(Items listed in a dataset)
PR #749, opened 2026-06-27
refactor(host): route #746's host resolution through HostResolution

gewenyu99:
Introduces `HostResolution` and points **#746's own host-resolution code** at it — minimal, meant to **merge into #746** and release with it.

Where #746 resolves a PostHog origin via the loose `getHost`/`getCloudUrl`/`getLlmGatewayUrl`/`detectRegion(region, baseUrl)` helpers, it now goes through `HostResolution` instead:
- auth-time region+host resolution (`setup-utils`)
- the LLM gateway (`agent-interface`, `mcp-prompt-streaming`)
- the region→app-url derivations (`linear`, `audit`, `events-audit`, `posthog-integration`, `AiOptIn`)

`Credentials.host` stays a `string` here. Flipping it to the object and migrating every *other* consumer is the stacked PR (#755), so this stays minimal and doesn't grow #746.

Stacked on #746 (`feat/base-url-override`).

### DIFF
--- a/src/lib/host-resolution.ts
+++ b/src/lib/host-resolution.ts
@@ -1,0 +1,159 @@
+/**
+ * HostResolution — the single, immutable snapshot of where the wizard talks to
+ * PostHog for one run.
+ *
+ * One cloud region (or a pinned `--base-url`) implies a whole family of hosts:
+ * the event-ingestion/API host, the user-facing web app host, the CDN asset
+ * host, the LLM gateway, and the MCP server. Rather than re-deriving each of
+ * these at every call site and threading `region` + `baseUrl` around as loose
+ * params, resolve once at auth time and pass this frozen object around — read
+ * the property you need.
+ *
+ * The actual region→URL math (and the `--base-url` override) lives in
+ * `@utils/urls`; this class is a thin, immutable façade over those resolvers so
+ * the override flows through every field without callers having to know about
+ * it. The OAuth-server URL stays in `@utils/urls` (`getOAuthUrl`) because it is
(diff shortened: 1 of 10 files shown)


src/lib/host-resolution.ts
```diff
@@ -0,0 +1,159 @@
...
+}
+
+function mcpUrlFor(localMcp: boolean): string {
+  if (localMcp) return LOCAL_MCP_URL;
+  return runtimeEnv('MCP_URL') || PROD_MCP_URL;
+}
+
+export class HostResolution {
+  /** The resolved cloud region. `'us'` when a base URL is pinned. */
+  readonly region: CloudRegion;
```
rafaeelaudibert, line 66: I wonder if this should simply be `null` when a base URL is pinned? We don't even use this for a lot. Or maybe `unknown`.

src/lib/host-resolution.ts
```diff
@@ -0,0 +1,159 @@
...
+  /** PostHog LLM gateway URL the agent SDK authenticates its model calls against. */
+  readonly gatewayUrl: string;
+  /**
+   * PostHog MCP server URL the agent connects to. Region-independent — the
+   * server resolves the user's region from the bearer token — so this is driven
+   * only by `--local-mcp` and the `MCP_URL` override, not by region/base-url.
+   */
+  readonly mcpUrl: string;
+
+  private constructor(fields: {
```
rafaeelaudibert, line 90: Nice

rafaeelaudibert (approved):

* [Activity] Set down exactly what runs from the line containing "rafaeelaudibert, line 90: Nice" through the last line above, both lines included.

* [Answer to this task]
rafaeelaudibert, line 90: Nice

rafaeelaudibert (approved):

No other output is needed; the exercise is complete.